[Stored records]
BEGIN

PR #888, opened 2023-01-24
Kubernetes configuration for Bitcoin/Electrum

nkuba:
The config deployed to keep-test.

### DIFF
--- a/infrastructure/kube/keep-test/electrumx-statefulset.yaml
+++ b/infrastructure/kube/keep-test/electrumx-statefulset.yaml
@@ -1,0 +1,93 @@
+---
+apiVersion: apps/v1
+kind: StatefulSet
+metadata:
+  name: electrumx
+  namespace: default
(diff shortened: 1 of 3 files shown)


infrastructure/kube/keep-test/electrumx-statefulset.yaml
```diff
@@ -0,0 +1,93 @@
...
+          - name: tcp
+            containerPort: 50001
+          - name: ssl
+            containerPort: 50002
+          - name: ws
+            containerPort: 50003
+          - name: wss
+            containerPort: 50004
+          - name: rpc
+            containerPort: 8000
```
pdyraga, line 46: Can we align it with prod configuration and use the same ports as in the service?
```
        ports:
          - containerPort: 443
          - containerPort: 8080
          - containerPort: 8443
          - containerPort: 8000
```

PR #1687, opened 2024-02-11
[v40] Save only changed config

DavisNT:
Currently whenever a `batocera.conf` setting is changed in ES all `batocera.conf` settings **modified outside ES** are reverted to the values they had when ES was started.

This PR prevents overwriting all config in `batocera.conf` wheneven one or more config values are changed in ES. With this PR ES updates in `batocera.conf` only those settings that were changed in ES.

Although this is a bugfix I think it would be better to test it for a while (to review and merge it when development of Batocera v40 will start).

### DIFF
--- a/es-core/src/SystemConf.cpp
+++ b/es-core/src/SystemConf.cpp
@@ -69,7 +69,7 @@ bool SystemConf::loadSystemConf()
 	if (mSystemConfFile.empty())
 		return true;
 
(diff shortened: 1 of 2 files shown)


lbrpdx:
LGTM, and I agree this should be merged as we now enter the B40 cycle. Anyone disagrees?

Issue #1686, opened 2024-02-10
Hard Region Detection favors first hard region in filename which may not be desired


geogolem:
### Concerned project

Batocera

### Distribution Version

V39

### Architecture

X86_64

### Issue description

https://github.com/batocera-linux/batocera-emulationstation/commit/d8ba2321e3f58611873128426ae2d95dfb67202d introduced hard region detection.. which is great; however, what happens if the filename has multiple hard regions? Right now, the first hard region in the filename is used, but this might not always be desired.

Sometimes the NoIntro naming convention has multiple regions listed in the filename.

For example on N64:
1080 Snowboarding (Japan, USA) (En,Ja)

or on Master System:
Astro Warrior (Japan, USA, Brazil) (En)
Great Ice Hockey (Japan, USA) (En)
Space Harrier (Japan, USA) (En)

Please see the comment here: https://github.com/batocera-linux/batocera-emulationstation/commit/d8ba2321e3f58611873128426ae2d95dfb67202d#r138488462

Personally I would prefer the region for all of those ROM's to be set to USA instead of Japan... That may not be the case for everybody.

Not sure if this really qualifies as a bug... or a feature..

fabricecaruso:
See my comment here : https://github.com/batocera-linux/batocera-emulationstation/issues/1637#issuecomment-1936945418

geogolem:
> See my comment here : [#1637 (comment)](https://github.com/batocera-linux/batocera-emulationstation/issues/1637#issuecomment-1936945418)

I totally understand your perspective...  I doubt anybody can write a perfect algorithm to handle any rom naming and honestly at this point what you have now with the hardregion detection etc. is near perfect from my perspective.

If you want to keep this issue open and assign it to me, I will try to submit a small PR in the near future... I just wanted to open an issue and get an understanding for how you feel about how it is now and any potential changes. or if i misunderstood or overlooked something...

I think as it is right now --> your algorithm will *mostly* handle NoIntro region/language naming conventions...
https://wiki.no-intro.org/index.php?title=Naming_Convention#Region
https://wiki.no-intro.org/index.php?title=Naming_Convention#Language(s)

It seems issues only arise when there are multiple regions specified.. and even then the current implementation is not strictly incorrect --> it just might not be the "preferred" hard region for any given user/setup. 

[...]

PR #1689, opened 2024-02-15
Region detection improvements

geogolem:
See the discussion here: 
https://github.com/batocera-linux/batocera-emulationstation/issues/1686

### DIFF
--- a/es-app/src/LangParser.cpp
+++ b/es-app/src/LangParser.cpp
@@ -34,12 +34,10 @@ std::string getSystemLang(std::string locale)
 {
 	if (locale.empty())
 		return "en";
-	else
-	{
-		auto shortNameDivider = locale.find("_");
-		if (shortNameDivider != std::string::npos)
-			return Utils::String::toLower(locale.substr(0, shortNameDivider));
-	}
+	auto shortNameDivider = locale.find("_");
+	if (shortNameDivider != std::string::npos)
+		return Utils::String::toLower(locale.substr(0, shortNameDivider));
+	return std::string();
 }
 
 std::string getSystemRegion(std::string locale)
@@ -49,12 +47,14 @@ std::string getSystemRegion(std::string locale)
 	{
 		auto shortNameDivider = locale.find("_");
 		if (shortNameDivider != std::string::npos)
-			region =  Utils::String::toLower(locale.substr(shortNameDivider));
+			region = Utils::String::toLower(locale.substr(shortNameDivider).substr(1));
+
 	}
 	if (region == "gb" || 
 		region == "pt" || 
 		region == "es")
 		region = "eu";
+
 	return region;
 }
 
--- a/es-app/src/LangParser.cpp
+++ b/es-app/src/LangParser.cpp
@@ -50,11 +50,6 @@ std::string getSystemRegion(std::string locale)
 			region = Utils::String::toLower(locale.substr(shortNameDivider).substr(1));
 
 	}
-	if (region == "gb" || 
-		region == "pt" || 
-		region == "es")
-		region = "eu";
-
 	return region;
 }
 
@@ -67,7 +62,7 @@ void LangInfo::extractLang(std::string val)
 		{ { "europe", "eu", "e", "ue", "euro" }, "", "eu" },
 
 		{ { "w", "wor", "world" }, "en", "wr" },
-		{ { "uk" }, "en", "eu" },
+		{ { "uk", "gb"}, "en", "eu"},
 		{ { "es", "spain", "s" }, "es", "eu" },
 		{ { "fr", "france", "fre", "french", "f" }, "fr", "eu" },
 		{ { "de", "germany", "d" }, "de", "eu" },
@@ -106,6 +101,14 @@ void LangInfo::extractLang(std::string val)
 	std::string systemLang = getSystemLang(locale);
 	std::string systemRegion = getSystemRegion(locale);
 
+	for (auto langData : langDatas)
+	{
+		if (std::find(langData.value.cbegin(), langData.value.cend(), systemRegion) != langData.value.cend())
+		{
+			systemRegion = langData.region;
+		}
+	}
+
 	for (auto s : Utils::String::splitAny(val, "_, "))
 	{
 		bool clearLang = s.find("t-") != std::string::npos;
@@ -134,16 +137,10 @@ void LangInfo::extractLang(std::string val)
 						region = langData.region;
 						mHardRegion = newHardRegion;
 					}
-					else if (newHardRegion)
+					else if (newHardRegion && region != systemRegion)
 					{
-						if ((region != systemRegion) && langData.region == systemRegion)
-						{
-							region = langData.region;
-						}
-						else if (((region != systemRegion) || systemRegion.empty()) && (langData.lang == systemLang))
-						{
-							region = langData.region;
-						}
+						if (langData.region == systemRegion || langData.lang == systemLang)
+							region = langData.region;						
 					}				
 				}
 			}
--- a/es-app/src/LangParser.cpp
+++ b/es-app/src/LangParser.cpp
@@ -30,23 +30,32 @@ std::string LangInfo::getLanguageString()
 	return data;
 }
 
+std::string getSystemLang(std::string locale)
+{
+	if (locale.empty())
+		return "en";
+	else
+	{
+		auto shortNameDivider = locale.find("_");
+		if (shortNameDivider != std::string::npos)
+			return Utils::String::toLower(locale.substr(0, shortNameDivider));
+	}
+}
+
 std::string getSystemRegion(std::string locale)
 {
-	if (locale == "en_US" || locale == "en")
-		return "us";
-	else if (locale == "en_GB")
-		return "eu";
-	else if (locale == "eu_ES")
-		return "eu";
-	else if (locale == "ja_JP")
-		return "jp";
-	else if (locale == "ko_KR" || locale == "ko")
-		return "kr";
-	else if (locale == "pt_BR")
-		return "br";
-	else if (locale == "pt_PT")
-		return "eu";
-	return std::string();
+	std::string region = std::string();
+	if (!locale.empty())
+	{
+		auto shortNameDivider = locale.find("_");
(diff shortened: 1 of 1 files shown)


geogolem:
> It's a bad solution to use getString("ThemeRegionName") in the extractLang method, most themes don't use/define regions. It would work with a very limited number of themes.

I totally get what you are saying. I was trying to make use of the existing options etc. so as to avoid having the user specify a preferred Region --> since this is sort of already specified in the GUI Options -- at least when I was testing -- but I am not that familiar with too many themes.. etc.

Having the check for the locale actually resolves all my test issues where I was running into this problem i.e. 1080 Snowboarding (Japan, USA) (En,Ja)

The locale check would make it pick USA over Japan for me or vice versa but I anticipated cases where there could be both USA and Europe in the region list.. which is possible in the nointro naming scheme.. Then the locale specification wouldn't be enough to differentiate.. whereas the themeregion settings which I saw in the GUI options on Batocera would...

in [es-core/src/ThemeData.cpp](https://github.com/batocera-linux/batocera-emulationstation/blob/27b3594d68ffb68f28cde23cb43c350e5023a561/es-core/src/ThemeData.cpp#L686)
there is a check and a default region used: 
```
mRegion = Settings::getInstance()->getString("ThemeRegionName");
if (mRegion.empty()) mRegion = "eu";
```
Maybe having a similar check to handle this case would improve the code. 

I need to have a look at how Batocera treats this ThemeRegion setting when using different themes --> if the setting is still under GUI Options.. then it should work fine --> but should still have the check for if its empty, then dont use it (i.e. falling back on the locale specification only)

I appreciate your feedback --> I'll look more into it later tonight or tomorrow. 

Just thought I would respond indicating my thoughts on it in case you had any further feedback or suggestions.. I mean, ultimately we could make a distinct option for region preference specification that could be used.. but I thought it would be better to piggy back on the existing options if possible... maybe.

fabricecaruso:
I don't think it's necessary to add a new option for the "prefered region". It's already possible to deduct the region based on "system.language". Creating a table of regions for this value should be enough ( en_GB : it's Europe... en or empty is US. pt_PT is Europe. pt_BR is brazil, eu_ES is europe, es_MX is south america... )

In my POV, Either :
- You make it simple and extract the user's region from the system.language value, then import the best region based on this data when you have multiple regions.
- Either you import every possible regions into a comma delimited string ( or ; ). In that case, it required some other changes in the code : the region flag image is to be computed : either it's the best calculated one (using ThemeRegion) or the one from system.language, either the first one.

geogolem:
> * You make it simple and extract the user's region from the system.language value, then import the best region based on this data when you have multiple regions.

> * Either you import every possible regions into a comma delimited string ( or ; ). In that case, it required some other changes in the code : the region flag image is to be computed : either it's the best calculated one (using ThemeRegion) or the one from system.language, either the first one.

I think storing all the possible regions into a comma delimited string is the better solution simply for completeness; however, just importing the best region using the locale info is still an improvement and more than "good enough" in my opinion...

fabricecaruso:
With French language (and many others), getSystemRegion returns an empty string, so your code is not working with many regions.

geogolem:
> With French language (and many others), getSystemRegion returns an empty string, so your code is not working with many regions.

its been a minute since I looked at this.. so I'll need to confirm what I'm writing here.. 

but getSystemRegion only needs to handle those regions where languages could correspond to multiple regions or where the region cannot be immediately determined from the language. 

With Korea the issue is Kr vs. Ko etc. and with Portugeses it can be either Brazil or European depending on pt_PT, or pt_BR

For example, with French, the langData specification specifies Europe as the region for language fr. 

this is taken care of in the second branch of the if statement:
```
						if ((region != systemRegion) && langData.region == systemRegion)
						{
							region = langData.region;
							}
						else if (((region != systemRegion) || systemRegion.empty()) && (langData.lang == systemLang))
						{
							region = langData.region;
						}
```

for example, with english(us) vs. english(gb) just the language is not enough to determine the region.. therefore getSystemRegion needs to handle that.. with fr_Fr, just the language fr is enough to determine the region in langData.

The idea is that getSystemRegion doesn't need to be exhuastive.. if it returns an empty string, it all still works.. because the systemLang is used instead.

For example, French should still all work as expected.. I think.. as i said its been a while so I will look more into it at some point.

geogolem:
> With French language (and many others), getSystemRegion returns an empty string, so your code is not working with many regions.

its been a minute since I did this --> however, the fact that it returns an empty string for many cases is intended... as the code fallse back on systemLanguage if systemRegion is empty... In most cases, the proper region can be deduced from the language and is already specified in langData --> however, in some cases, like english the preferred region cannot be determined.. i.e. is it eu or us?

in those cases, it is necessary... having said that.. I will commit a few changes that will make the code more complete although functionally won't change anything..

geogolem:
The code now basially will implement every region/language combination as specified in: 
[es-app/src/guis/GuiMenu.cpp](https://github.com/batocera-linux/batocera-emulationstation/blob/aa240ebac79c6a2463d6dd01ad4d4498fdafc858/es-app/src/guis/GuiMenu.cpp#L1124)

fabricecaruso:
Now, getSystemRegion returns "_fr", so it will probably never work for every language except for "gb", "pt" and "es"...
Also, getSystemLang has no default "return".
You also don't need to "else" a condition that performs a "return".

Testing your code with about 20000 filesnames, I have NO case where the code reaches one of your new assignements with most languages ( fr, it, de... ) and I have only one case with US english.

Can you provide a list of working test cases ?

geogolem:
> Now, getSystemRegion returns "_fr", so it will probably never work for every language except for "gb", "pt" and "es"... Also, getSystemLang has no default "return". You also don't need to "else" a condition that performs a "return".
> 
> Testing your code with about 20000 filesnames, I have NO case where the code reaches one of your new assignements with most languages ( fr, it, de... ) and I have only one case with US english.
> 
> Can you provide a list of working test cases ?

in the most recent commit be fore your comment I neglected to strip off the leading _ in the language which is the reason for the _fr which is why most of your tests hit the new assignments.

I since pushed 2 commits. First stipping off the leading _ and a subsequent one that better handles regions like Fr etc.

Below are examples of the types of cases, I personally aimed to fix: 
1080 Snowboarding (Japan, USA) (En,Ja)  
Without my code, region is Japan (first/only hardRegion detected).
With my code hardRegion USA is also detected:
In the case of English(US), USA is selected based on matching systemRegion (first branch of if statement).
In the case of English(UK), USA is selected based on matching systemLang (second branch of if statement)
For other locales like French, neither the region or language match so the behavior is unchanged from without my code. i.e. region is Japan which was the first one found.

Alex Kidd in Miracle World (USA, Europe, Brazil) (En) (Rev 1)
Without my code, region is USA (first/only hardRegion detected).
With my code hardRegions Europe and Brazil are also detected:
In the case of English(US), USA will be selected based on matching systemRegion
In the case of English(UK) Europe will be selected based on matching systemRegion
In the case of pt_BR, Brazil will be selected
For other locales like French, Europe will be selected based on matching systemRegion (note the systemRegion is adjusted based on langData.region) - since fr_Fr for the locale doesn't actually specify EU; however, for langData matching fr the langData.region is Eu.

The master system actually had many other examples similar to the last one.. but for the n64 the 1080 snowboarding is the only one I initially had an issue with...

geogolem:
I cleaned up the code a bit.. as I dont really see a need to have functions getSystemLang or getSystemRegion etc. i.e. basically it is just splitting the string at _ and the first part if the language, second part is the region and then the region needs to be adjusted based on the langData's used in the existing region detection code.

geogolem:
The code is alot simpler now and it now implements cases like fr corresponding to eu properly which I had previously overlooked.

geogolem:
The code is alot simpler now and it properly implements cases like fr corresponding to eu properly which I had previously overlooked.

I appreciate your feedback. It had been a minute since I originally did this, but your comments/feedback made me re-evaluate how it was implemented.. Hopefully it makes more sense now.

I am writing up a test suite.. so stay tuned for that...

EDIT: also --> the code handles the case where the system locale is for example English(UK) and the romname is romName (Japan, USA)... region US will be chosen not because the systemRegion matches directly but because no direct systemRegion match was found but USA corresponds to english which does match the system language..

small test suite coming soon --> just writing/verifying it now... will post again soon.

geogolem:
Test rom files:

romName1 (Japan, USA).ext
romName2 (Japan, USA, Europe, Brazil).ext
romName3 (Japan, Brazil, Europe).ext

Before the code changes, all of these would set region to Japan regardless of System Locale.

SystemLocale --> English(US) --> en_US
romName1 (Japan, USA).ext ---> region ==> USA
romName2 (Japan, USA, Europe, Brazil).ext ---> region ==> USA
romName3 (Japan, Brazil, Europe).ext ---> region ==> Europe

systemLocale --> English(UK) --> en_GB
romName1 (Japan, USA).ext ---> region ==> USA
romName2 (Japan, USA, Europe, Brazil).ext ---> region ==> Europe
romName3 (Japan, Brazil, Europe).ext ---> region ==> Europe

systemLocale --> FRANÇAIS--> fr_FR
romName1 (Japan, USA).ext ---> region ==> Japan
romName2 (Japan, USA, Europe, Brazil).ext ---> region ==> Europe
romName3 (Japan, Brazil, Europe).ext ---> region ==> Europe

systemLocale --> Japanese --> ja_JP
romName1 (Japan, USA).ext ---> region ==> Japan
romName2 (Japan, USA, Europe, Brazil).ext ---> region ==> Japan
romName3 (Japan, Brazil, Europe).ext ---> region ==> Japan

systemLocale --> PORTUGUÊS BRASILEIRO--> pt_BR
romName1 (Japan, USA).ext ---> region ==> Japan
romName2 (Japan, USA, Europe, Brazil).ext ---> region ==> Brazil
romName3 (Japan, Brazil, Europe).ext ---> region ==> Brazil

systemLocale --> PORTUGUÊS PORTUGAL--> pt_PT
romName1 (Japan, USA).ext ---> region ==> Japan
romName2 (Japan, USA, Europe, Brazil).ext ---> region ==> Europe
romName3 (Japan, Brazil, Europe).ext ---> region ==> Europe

END

[What the task requires] Retype exactly the lines above, from the one with "SystemLocale --> English(US) --> en_US" through the one with "romName3 (Japan, Brazil, Europe).ext ---> region ==> Japan", inclusive.

[Answer to the exercise]
SystemLocale --> English(US) --> en_US
romName1 (Japan, USA).ext ---> region ==> USA
romName2 (Japan, USA, Europe, Brazil).ext ---> region ==> USA
romName3 (Japan, Brazil, Europe).ext ---> region ==> Europe

systemLocale --> English(UK) --> en_GB
romName1 (Japan, USA).ext ---> region ==> USA
romName2 (Japan, USA, Europe, Brazil).ext ---> region ==> Europe
romName3 (Japan, Brazil, Europe).ext ---> region ==> Europe

systemLocale --> FRANÇAIS--> fr_FR
romName1 (Japan, USA).ext ---> region ==> Japan
romName2 (Japan, USA, Europe, Brazil).ext ---> region ==> Europe
romName3 (Japan, Brazil, Europe).ext ---> region ==> Europe

systemLocale --> Japanese --> ja_JP
romName1 (Japan, USA).ext ---> region ==> Japan
romName2 (Japan, USA, Europe, Brazil).ext ---> region ==> Japan
romName3 (Japan, Brazil, Europe).ext ---> region ==> Japan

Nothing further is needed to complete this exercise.